Let $\Omega\subset\mathbb{R}^n$ be an open bounded set. Let $f\in C^0(\bar\Omega)$. I have to prove that $\|f\|_{\infty}=\|f\|_{L^{\infty}}$. One implication is trivial. Let's consider the other one.

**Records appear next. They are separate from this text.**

PR #243, opened 2012-06-13
Removed protocol from gravatar url to allow https.

beefsack:
I run the forum on a server using https, and the gravatar images were giving security warnings.  I've made the urls protocol relative as per: http://paulirish.com/2010/the-protocol-relative-url/ which has removed the security warnings for me.


parndt:
Thanks!

Do you think you could squash it down to one commit?

beefsack:
Done!

parndt:
Legend!

PR #246, opened 2012-06-15
Updated ssl Gravatar links to use https://secure instead of https://www

beefsack:
Another update to a change I made recently.  I just discovered that Gravatar prefers https://secure than https://www, so I added code to conditionally add one or the other depending on request.ssl?

New test added to test SSL Gravatar URLs.


radar:
Merged, thanks!

PR #250, opened 2012-06-19
fixes duplicate migration in 241 and moves to using railties for migration installation

jzahnd:


radar:
Please fix the failure caused by this pull request.

db/migrate/20120616193448_add_forem_auto_subscribe.rb
```diff
@@ -0,0 +1,12 @@
+# This migration comes from forem (originally 20120616000935)
```
parndt, line 1: This shouldn't be present..  :-)

parndt:
@jzahnd  thanks very much!! I've merged your pull request into 6a46e7e3949b4694d6ba6728972ed1ab210106c7 and added f44662c to handle the superfluous comments.

Appreciate your input :) thanks again.

PR #254, opened 2012-06-28
Added moderation and subscription_mailer folders to view generator

mmcc:
When I was modifying views I noticed the moderation folder wasn't generated. Figured I might as well add the subscription_mailer views as well.


radar:
Thank you!

PR #256, opened 2012-07-05
Swedish localization

kl:


parndt:
Thanks for this! Do you think you could squash this into a single commit please?

PR #260, opened 2012-07-12
Config engine to load decorators

kunalchaudhari:
While extending forem classes we need to require decorators in main app's application.rb. Now with this code they will automatically required when engine get loaded.

### DIFF
--- a/README.md
+++ b/README.md
@@ -98,7 +98,7 @@ All of Forem’s business logic (models, controllers, helpers, etc) can easily b
 Standard practice for including such changes in your application or extension is to create a file within the relevant app/models or app/controllers directory with the original class name with _decorator appended.
 
 ### Adding a custom method to the Post model:
-    # app/models/forem/post_decorator.rb
+    # app/decorators/models/forem/post_decorator.rb
 
     Forem::Post.class_eval do
       def some_method
@@ -107,7 +107,7 @@ Standard practice for including such changes in your application or extension is
     end
 
 ### Adding a custom method to the PostsController:
-    # app/controllers/forem/posts_controller_decorator.rb
+    # app/decorators/controllers/forem/posts_controller_decorator.rb
 
     Forem::PostsController.class_eval do
       def some_action
--- a/README.md
+++ b/README.md
@@ -83,13 +83,39 @@ If you would like to add auto discovery links for the built in forum Atom feeds,
 
     <%= forem_atom_auto_discovery_link_tag %>
 
-## Customisation
+## Views Customisation
 
 If you want to customise Forem, you can copy over the views using the (Devise-inspired) `forem:views` generator:
 
     rails g forem:views
 
 You will then be able to edit the forem views inside the `app/views/forem` of your application. These views will take precedence over those in the engine.
+
+## Extending Classes
+
+All of Forem’s business logic (models, controllers, helpers, etc) can easily be extended / overridden to meet your exact requirements using standard Ruby idioms.
+
+Standard practice for including such changes in your application or extension is to create a file within the relevant app/models or app/controllers directory with the original class name with _decorator appended.
+
+### Adding a custom method to the Post model:
+    # app/models/post_decorator.rb
+
+    Forem::Post.class_eval do
+      def some_method
+        ...
+      end
+    end
+
+### Adding a custom method to the PostsController:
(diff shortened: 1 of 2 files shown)


parndt:
I don't agree. I think we should have app/decorators instead

kunalchaudhari:
I just followed convention.  For example model lives under app/models so is it's decorator. I think this will be easy to follow.

parndt:
My reasoning:
- Models live under app/models 
- Controllers live under app/controllers
- Views live under app/views
- Decorators live under app/decorators
- Presenters live under app/presenters

@radar I think Spree uses the conventions suggested by Kunal -- was this always the case?

Refinery has been using app/decorators for a while.. I guess we didn't get the memo to synchronise.

radar:
With Spree we have decorators inside their relative directories. I can see where @parndt is coming from and agree with it, but only if the structure is like this:

```
app/decorators
  |-> models
        |-> post_decorator.rb
  |-> controllers
        |-> posts_controller_decorator.rb
```

parndt:
Yes that is exactly how we do it in Refinery.

parndt:
We can get around this entire debate if we load app/*_/__decorator.rb but I'm not sure about that.

radar:
That's what @kunalchaudhari's initial patch does, but I would rather all the decorators not be mixed in with _real_ controllers/models/whatever.

parndt:
Right you are -- that is what it does.. I'm mainly referring to the guide that comes with the patch.

radar:
The guide should be patched to contain correct namespacing of the overrides as well, i.e.

```
app/decorators/controllers/forem/posts_controller_decorator.rb
```

Rather than:

```
app/decorators/posts_controller_decorator.rb
```

parndt:
100% agree.

radar:
:metal:

kunalchaudhari:
@radar missed the namespace in readme. actually had followed that in my project. Sorry for that. so we are going with spree like decorator and all decorators are namespaced?

radar:
That's right. Exactly as I've explained above.

parndt:
Correct so decorators live under app/decorators/

README.md
```diff
@@ -91,6 +91,32 @@ If you want to customise Forem, you can copy over the views using the (Devise-in
...
 You will then be able to edit the forem views inside the `app/views/forem` of your application. These views will take precedence over those in the engine.
 
+## Extending Classes
+
+All of Forem’s business logic (models, controllers, helpers, etc) can easily be extended / overridden to meet your exact requirements using standard Ruby idioms.
+
+Standard practice for including such changes in your application or extension is to create a file within the relevant app/models or app/controllers directory with the original class name with _decorator appended.
+
+### Adding a custom method to the Post model:
+    # app/models/forem/post_decorator.rb
```
parndt: Please make this `app/decorators/models/forem/post_decorator.rb`

README.md
```diff
@@ -91,6 +91,32 @@ If you want to customise Forem, you can copy over the views using the (Devise-in
...
+
+    Forem::Post.class_eval do
+      def some_method
+        ...
+      end
+    end
+
+### Adding a custom method to the PostsController:
+    # app/controllers/forem/posts_controller_decorator.rb
```
parndt: Please make this `app/decorators/controllers/forem/posts_controller_decorator.rb`

parndt:
Thank you very much -- I've merged this into 646c3e0 :-)

lib/forem/engine.rb
```diff
@@ -9,8 +9,13 @@ def root
       end
     end
 
-    # Fix for #88
-    config.to_prepare do
+    def self.activate
+
+      Dir.glob(File.join(File.dirname(__FILE__), "../app/**/*_decorator*.rb")) do |c|
+        Rails.configuration.cache_classes ? require(c) : load(c)
```
neerajsingh0101, line 15: Just curious . Any particular reason why this `require` vs `load` is being handled manually. Is Rails not equipped to unload these constants ?

radar, line 15: Legacy from Spree. I think you're right. We could probably get away with using `require_dependency` here?

atd:
FYI: I packaged this functionality as a gem, so it can be used by other engines. I also mentioned you as authors.

https://github.com/atd/rails_engine_decorators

$$ \|f\|_{\infty}=\min\{K>0:|f(x)|\le K\,\,\,\, \forall x \in\bar\Omega\}\\ \|f\|_{L^{\infty}}=\inf\{K>0:|f(x)|\le K\,\,\,\,\,\mathrm{a.e. }x \in\Omega\}. $$
Let $K>0$ such that $|f(x)|\le K$ for every $x\in\Omega\setminus N$, where $|N|=0$. Since $f$ is continuous we have that $|f(x)|\le K$ for every $x\in\overline{\Omega\setminus N}$ (why?).
Then, I can conclude showing that $\bar\Omega\subseteq\overline{\Omega\setminus N}$.
We use this with $g(x):=|f(x)|-K$ and $A:=\Omega\setminus N$.
To show the lemma, take $x$ in the closure of $A$ and $(x_n)_{n\geqslant 1}$ a sequence of elements of $A$ converging to $x$. Then $g(x_n)\leqslant 0$ for each $n$ and $\lim_{n\to +\infty}g(x_n)=g(x)$ by continuity of $g$.